Selon un article de Caribbean Net News, ce nouveau système, qui prévoyait une taxe à l’importation de 230 € par tonne, n’a pas trouvé grâce aux yeux des trois "arbitres" de l’OMC qui devaient se prononcer sur le sujet, suite à la plainte déposée par neuf pays d’Amérique du Sud.
Une des règles de l’OMC (dont M. Lamy doit assurer la présidence à partir du 1er septembre 2005) est d’assurer la non-discrimination entre les partenaires commerciaux et l’« accès total » au marché. Le comité d’arbitres, réuni à Genève le 1/08/05, a jugé que le niveau de la taxe envisagée ne le permettait pas.

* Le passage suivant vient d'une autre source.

PR #8405, opened 2022-04-15
feat: added support for http as an option for artifact upload. Fixes #785

### LINKED ISSUE #785: Allow 'http' as an option for artifact upload
From Slack discussion with @jessesuen: Currently HTTP artifacts are 'input only'. It would be cool if we were able to upload them as well.

There are 2 main ways that I see this could be implemented:
* There is typical ‘form upload’ type HTTP stuff, that any upload field on a website would use
* The other way I would do it is more a ‘http api’ style, where it is a POST (potentially structured in some way) of the file contents, maybe as json/similar.

The second option is probably getting more nuanced and less generic. That sort of method might make more sense in somehow supporting ‘artifact plugins’, where these specific things could be ‘plugged in’ to the current architecture. That way I could say “upload this file as DevaliasJsonPluginStyle” and it would ‘just work’.

My main use case/thought for this is to support large file outputs (eg. too big to use `globalOutput`) back to some wrapping 'golang worker code', without the 'overhead' of having to upload then re-download from minio/etc.

Ideally in this case, i'd like to create a tiny API endpoint that accepts some kind of POST, and then uses the uploaded file directly 'in code', without it ever having to touch disk.

Currently we use a similar method with the http 'download' to populate a 'file' into the argo workflow from an in-memory store.

rohankmr414:

Fixes #785


rohankmr414:
@alexec how do we test this

alexec:
It would be acceptable to manually test this.

rohankmr414:
> It would be acceptable to manually test this, rather than set-up any system to test it.

@alexec I've used the same implementation which is present in `workflow/artifacts/artifactory/artifactory.go`

alexec:
There is a lot of code duplication between the artifatory and HTTP artifact repositories. Would this be a good time to merge them together and re-use the code?

rohankmr414:
> There is a lot of code duplication between the artifatory and HTTP artifact repositories. Would this be a good time to merge them together and re-use the code?

@alexec They are a little different as we are not including basic auth credentials in HTTP artifact repository requests.

alexec:
> @alexec They are a little different as we are not including basic auth credentials in HTTP artifact repository requests.

So we would need to add basic auth to HTTP?

rohankmr414:
> > @alexec They are a little different as we are not including basic auth credentials in HTTP artifact repository requests.
> 
> So we would need to add basic auth to HTTP?

@alexec users can add token in header. I don't think there is a need to add auth to HTTP

alexec:
I meant, that if we want to re-use the HTTP code for the artifact driver, we'd need a way for that driver to support username/password.

rohankmr414:
> I meant, that if we want to re-use the HTTP code for the artifact driver, we'd need a way for that driver to support username/password.

@alexec can we add a BasicAuth field in the spec just like the artifactory?
```go
type BasicAuth struct {
	// UsernameSecret is the secret selector to the repository username
	UsernameSecret *apiv1.SecretKeySelector `json:"usernameSecret,omitempty" protobuf:"bytes,1,opt,name=usernameSecret"`

	// PasswordSecret is the secret selector to the repository password
	PasswordSecret *apiv1.SecretKeySelector `json:"passwordSecret,omitempty" protobuf:"bytes,2,opt,name=passwordSecret"`
}
.
.
.
 type HTTPArtifact struct { 
 	// URL of the artifact 
 	URL string `json:"url" protobuf:"bytes,1,opt,name=url"` 
  
 	// Headers are an optional list of headers to send with HTTP requests for artifacts 
 	Headers []Header `json:"headers,omitempty" protobuf:"bytes,2,opt,name=headers"` 
 	
 	BasicAuth `json:",inline" protobuf:"bytes,2,opt,name=basicAuth"`
 } 
```

https://github.com/argoproj/argo-workflows/blob/4471b59a52873ca66d6834a06519407c858f5906/pkg/apis/workflow/v1alpha1/workflow_types.go#L2274-L2280

rohankmr414:
or we can base64 decode the basic authorization header entered by the user to get the username password?

alexec:
Seems smart to me.

rohankmr414:
@alexec 
I have made the required changes, can u please review it?

alexec (approved):

PR #8414, opened 2022-04-19
feat: added support for http as option for artifact upload. Fixes #785

### LINKED ISSUE #785: Allow 'http' as an option for artifact upload

rohankmr414:

Fixes #785


workflow/artifacts/artifacts.go
```diff
@@ -79,7 +78,23 @@ func NewDriver(ctx context.Context, art *wfv1.Artifact, ri resource.Interface) (
 		return &driver, nil
 	}
 	if art.HTTP != nil {
-		return &http.ArtifactDriver{}, nil
+		if art.HTTP.UsernameSecret != nil && art.HTTP.PasswordSecret != nil {
```
alexec, line 81: I think this needs to be the same as below, you can have a password without a users (e.g. when you use a Personal Access Token)

alexec (approved):

rohankmr414:
@alexec for some reason the unit tests are failing on `master`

Une nouvelle négociation doit donc s’engager, à la satisfaction des exportateurs d’Amérique du Sud qui ont annoncé ne pas envisager une taxe dépassant 75 €. De leur côté des pays comme le Cameroun ou la Côte d’Ivoire ont fait savoir qu’une défaite de l’Union Européenne sur cette question ne manquerait pas d’avoir de graves répercussions sur les pays ACP où des centaines de milliers de personnes dépendent de la production de bananes. Même inquiétude dans les îles des Caraïbes, où la production sur des petites surfaces et dans des conditions souvent difficiles est nettement plus coûteuse que chez les voisins du continent.
En 2004, les pays ACP ont fourni aux pays de l’Union Européenne 786,000 tonnes de bananes. Les exportations, vers l’Europe, des autres pays producteurs représentaient un peu plus de 3 millions de tonnes.